A few weeks ago, a research report by Oppenheimer started circulating in which the authors looked at the current state of the US longhaul transport market. In effect, they said that there is still a fiber glut and that there will continue to be a glut for another decade until there are only 3-4 players left in the longhaul market – with LVLT remaining the most active consolidator. I have been asked to comment on this report by a half dozen readers now, so here goes.
The whole premise here is that there is some point at which wholesale intercity transport will return to its bubble-era youth where fiber was perceived to be a scarce commodity you could turn into gold just by burying it. There isn’t, it won’t, and you gotta be kidding. In terms of raw bandwidth potential in the ground between major hubs, there will always and forever be a glut. Any interruption in that glut will be swiftly met with new fiber or new technology adding vast capacity and a new glut. Intercity fiber count remains so ubiquitous as to be irrelevant, as it still only takes one or two fiber pairs to field a top 10 IP transit backbone.
But actually, the concept of the fiber glut doesn’t matter any more in a practical sense. The industry has now learned how to make money off of fiber without expecting intercity wholesale longhaul to become a standalone healthy business model. It has been a very long time now since you could judge the health of the bandwidth industry by its least common demoninator. Raw capacity (and especially raw intercity fiber count) means nothing compared to the capabilities you enable, the services you offer, and the content you deliver. The fiber glut remains and may be eternal, but nobody cares anymore. In fact we’ve even seen new intercity fiber getting built on a few routes despite all that stuff in the ground already (Allied Fiber, Spread Networks).
Intercity fiber exists today as an enabler. Whether you lease waves, hold fiber IRUs, or built the conduit yourself, what it does for you is enable the rest of your product portfolio. For metro-focused infrastructure players, it connects up their markets and lets them serve regional customers all on-net. For enterprise-focused players, it helps maintain end-to-end control and keeps margins up. For cloud-focused players, it helps control latency and service quality.
Oppenheimer does note that longhaul services are increasingly bundled with metro, CDN, transit, colocation, managed services, etc and says that long-haul may cease to exist as a standalone business. But this train left the station years ago. Name one standalone longhaul network. Heck name one major longhaul network that gets more than half its revenues from intercity transport. Of the eight LD networks Oppenheimer discusses, precisely none of them is waiting around for the end of the ‘fiber’ glut.

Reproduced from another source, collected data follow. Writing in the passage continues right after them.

PR #264, opened 2025-12-22
fix: reduce index slicing usage, removed from polynomial and participants

### LINKED ISSUE #263: remove index-slicing exceptions from participants and polynomials
### Background

We have index-slicing exceptions in several places where they can be easily removed.

### User Story

_No response_

### Acceptance Criteria

index-slicing exceptions from participants and polynomials are removed. 

_No response_

gilcu3:
Closes #263

### DIFF
--- a/src/crypto/polynomials.rs
+++ b/src/crypto/polynomials.rs
@@ -91,12 +91,12 @@ impl<C: Ciphersuite> Polynomial<C> {
 
     /// Returns the constant term or error in case the polynomial is empty
     pub fn eval_at_zero(&self) -> Result<SerializableScalar<C>, ProtocolError> {
-        Ok(SerializableScalar(
-            self.coefficients
-                .first()
-                .copied()
-                .ok_or(ProtocolError::EmptyOrZeroCoefficients)?,
-        ))
+        let result = self
+            .coefficients
+            .first()
+            .copied()
+            .ok_or(ProtocolError::EmptyOrZeroCoefficients)?;
+        Ok(SerializableScalar(result))
     }
 
     /// Evaluates a polynomial at a certain scalar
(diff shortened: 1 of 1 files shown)


src/crypto/polynomials.rs
```diff
@@ -88,10 +91,12 @@ impl<C: Ciphersuite> Polynomial<C> {
...
-        if self.coefficients.is_empty() {
-            return Err(ProtocolError::EmptyOrZeroCoefficients);
-        }
-        Ok(SerializableScalar(self.coefficients[0]))
+        let result = self
+            .coefficients
+            .first()
+            .copied()
+            .ok_or(ProtocolError::EmptyOrZeroCoefficients)?;
+        Ok(SerializableScalar(result))
```
DSharifi:
```suggestion
        self
            .coefficients
            .first()
            .copied()
            .ok_or(ProtocolError::EmptyOrZeroCoefficients)
```

src/crypto/polynomials.rs
```diff
@@ -502,8 +521,16 @@ where
...
+
+        let coeffs = (0..n)
+            .map(|i| {
+                if i == kronecker_index_value {
+                    SerializableScalar(<C::Group as Group>::Field::one())
+                } else {
+                    SerializableScalar(<C::Group as Group>::Field::zero())
+                }
+            })
+            .collect();
```
DSharifi: How big is `n` usually? 

Building the coefficients instead in an iterator will be a performance hit if this code is part of a hot path;

Can we keep the existing vector allocation and a `get_mut` call instead?

src/crypto/polynomials.rs
gilcu3: We still need the `SerializableScalar` wrap, but if you think putting everything in one line is better, we can do that

src/crypto/polynomials.rs
gilcu3: n is the size of the polynomial, so as bug as the number of participants. Will change as you mention, although I am not 100% sure how much of a performance hit that is.

src/crypto/polynomials.rs
DSharifi: Ahh right, so there's a `map`. Yeah, current approach is fine

src/crypto/polynomials.rs
```diff
@@ -219,22 +228,29 @@ impl<C: Ciphersuite> PolynomialCommitment<C> {
...
+
         // get the number of non-identity coeffs
         let last_non_id = coefcommitments.len() - count;
-        Ok(Self {
-            coefficients: coefcommitments[..last_non_id].to_vec(),
-        })
+
+        let new_coefficients = coefcommitments
+            .get(..last_non_id)
+            .ok_or(ProtocolError::EmptyOrZeroCoefficients)?
```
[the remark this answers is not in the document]
DSharifi: > also notice that last_non_id > coefcommitments.len() is impossible

Yes.

But if the code relies on this invariant, then why use `.get` with a possible wrong error message instead of keeping the existing code which also relied on this invariant by indexing correctly?

I agree that the invariant is there, but then if we break the invariant, we shouldn't return wrong error messages right?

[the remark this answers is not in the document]
gilcu3: So you propose to introduce a new error variant for the situation that happens if the invariant is broken at some point? 

>why use .get with a possible wrong error message

the only reason is to avoid the use of index slicing :smiling_face_with_tear:

src/crypto/polynomials.rs
DSharifi: It's probably neligible if it's in the order of participants 10~100, depending on how often this is called.

src/crypto/polynomials.rs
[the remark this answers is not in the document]
gilcu3: > I don't have a good solution to the problem. One alternative we could use is using `take` instead of `.get` as `.take` doesn't fail if the amount is more than what's in the iterator.
> 
> Also to find that index, we can use `rposition` isntead
> 
> ```rust
> let len = coefcommitments
>         .iter()
>         .rposition(|x| x.value() != C::Group::identity())
>         .map(|i| i + 1)
>         .unwrap_or(0);
> 
>     if len == 0 {
>         return Err(ProtocolError::EmptyOrZeroCoefficients);
>     }
> 
>     let new_coefficients: Vec<_> = coefcommitments
>         .iter()
>         .take(len)
>         .cloned() 
>         .collect();
> 
>     Ok(Self {
>         coefficients: new_coefficients,
>     })
> ```

That does not look that bad, will make a variant of it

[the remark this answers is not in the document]
DSharifi: > So you propose to introduce a new error variant for the situation that happens if the invariant is broken at some point?

I'm saying don't return a misleading error if an internal invariant is broken.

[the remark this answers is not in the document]
gilcu3: fixed in https://github.com/near/threshold-signatures/pull/264/commits/eb97f8a90ff1d54d587e749c3d925f3fae845678

DSharifi (approved):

There are a few points in the report that ought to be clarified a bit. Several times the authors say that Level 3 owns half of the fiber on the Qwest network (now CenturyLink’s), and once guesstimate it’s expense in the hundreds of millions of dollars per year in O&M. It is true that Level 3 acquired 24 of those fibers nationally each from Genuity and Global Crossing, plus others that WilTel and Broadwing had used to fill out their networks. However, I am pretty sure that they returned much of the Genuity fiber long ago, except those routes that they wanted to keep. I expect they will do the same with the Global Crossing footprint in reasonably short order. And it should also be noted that CenturyLink now owns several fibers on the original Level 3 network via the Savvis purchase, and pays Level 3 O&M for those.

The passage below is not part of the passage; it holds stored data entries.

PR #282, opened 2026-01-16
fix: remove indexing-slicing exception from robust-ecdsa

### LINKED ISSUE #281: remove indexing-slicing clippy exception from robust-ecdsa
### Background

Currently we have an indexing-slicing clippy exception for the presignature module in robust-ecdsa. We should remove it.

### User Story

_No response_

### Acceptance Criteria

The exception is removed from the robust-ecdsa implementation

_No response_

gilcu3:
Closes #281

### DIFF
--- a/src/ecdsa/robust_ecdsa/presign.rs
+++ b/src/ecdsa/robust_ecdsa/presign.rs
@@ -1,6 +1,3 @@
-// TODO(#122): remove this exception
-#![allow(clippy::indexing_slicing)]
-
 use super::{PresignArguments, PresignOutput};
 use crate::participants::{Participant, ParticipantList, ParticipantMap};
 use crate::{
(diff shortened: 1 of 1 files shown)


src/ecdsa/robust_ecdsa/presign.rs
```diff
@@ -172,21 +169,31 @@ async fn do_presign(
         .into_vec_or_none()
         .ok_or(ProtocolError::InvalidInterpolationArguments)?;
 
+    let (threshold_plus1_identifiers, _) = identifiers
+        .split_at_checked(threshold + 1)
```
netrome: Nit^2: If I'm going to be very nitpicky, `threshold + 1` should be done with a checked addition. But I don't see any realistic scenario where we'll be even close to have a problem with this one so I'm okay being pragmatic here if you feel that would clutter the code too much.

netrome (approved):
Thanks!

src/ecdsa/robust_ecdsa/presign.rs
gilcu3: I think we still have this +1s in several places, so for the time being we can leave it there. We could enable some clippy feature in the future to capture them all at once, will see if I can find one.

EDIT: this is the one https://rust-lang.github.io/rust-clippy/master/index.html#arithmetic_side_effects

Issue #255, opened 2025-12-11
Inconsistent threshold semantics across DKG and presigning protocols


gilcu3:
### Background

This issue corresponds to finding 10 in the Robust ECDSA audit.

The threshold parameter has inconsistent semantic meanings across the DKG and the
robust ECDSA implementation. In the DKG protocol, the threshold represents the
reconstruction bound—that is, the minimum number of participants required to
reconstruct the secret. However, in the robust ECDSA protocol, the threshold parameter
represents the maximum number of malicious parties directly, as explicitly documented in
the warning preceding the do_presign function

### Acceptance Criteria

Short term, standardize the threshold semantics across all protocols in the library and add
documentation to clearly indicate the convention used.

Long term, consider introducing type-safe threshold parameters through distinct types
such as ReconstructionThreshold and MaxMaliciousParties that cannot be
confused or used interchangeably. Add compile-time checks or runtime assertions that
verify that the relationship between DKG and presigning thresholds matches the security
requirements, failing early if mismatched parameters are detected.

### Resources & Additional Notes

We hit this problem already when integrating robust ECDSA in the node, [thread](https://nearone.slack.com/archives/C0912BTG51T/p1765447377296829?thread_ts=1765374628.931179&cid=C0912BTG51T)

PR #310, opened 2026-01-28
Strong typing for DKG

SimonRastikian:
Partially treats #255 
This PR introduces a Strong typing for all the functions related to the generic DKG and testing.
Closing #255  will be done in multiple smaller PRs to allow the reviewer from easily reviewing.
Follow up PRs will deal with strong typing the individual schemes.
See closing comment by netrome in  #306 for more info.

### DIFF
--- a/src/thresholds.rs
+++ b/src/thresholds.rs
@@ -8,13 +8,13 @@ pub struct ReconstructionLowerBound(usize);
 
 // ----- MaxMalicious conversions -----
 impl MaxMalicious {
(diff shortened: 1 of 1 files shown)


netrome:
> @netrome absolutely we can. I still wanted to make all the public function incl. the testing respect this strong typing.

Definitely, but we can skip the `Send + Copy + 'static` bounds if we do this. But no problem if we keep them either. Those bounds should hold for any reasonable type anyway.

netrome (approved):

PR #311, opened 2026-01-28
feat: add strongly typed threshold for all schemes

SimonRastikian:
This is a succeeding PR for  #310 
This deals with the EdDSA and RedDSA schemes.
Follow up for #255

### DIFF
--- a/src/ecdsa/robust_ecdsa/test.rs
+++ b/src/ecdsa/robust_ecdsa/test.rs
@@ -69,7 +69,7 @@ pub fn run_sign_without_rerandomization(
 /// rerandomizing the presignatures
 pub fn run_sign_with_rerandomization(
     participants_presign: &[(Participant, PresignOutput)],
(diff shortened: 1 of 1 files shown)


src/ecdsa/robust_ecdsa/mod.rs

There is also a bit of ambiguity about exactly where all this fiber glut resides, suggesting that the five or so largest players each hold a substantial hand. In fact, CenturyLink and Level 3 own nearly all of it now because they own the last two major national buildouts. The mostly older fiber builds of Sprint, Verizon, and AT&T simply do not match up to the newer national fiber footprints in terms of raw practically accessible capacity. There is a reason Verizon is pushing 100G so hard, and it’s not just because it simplifies their network. They are relatively fiber-poor in comparison from an intercity fiber point of view. Of the others cited, Cogent and AboveNet each have only a few strands while only XO is sitting on a relative bonanza of more than a dozen nationally. Is it still a glut when two parties own most of the theoretical capacity?
Not that it matters currently of course. As I was saying, what matters is what you do with the fiber you have, and on that front most of these longhaul networks is holding its own. There will certainly be consolidation from here of course, with the weakest hands being the targets in the short to medium term IMHO – currently XO and Sprint Wireline.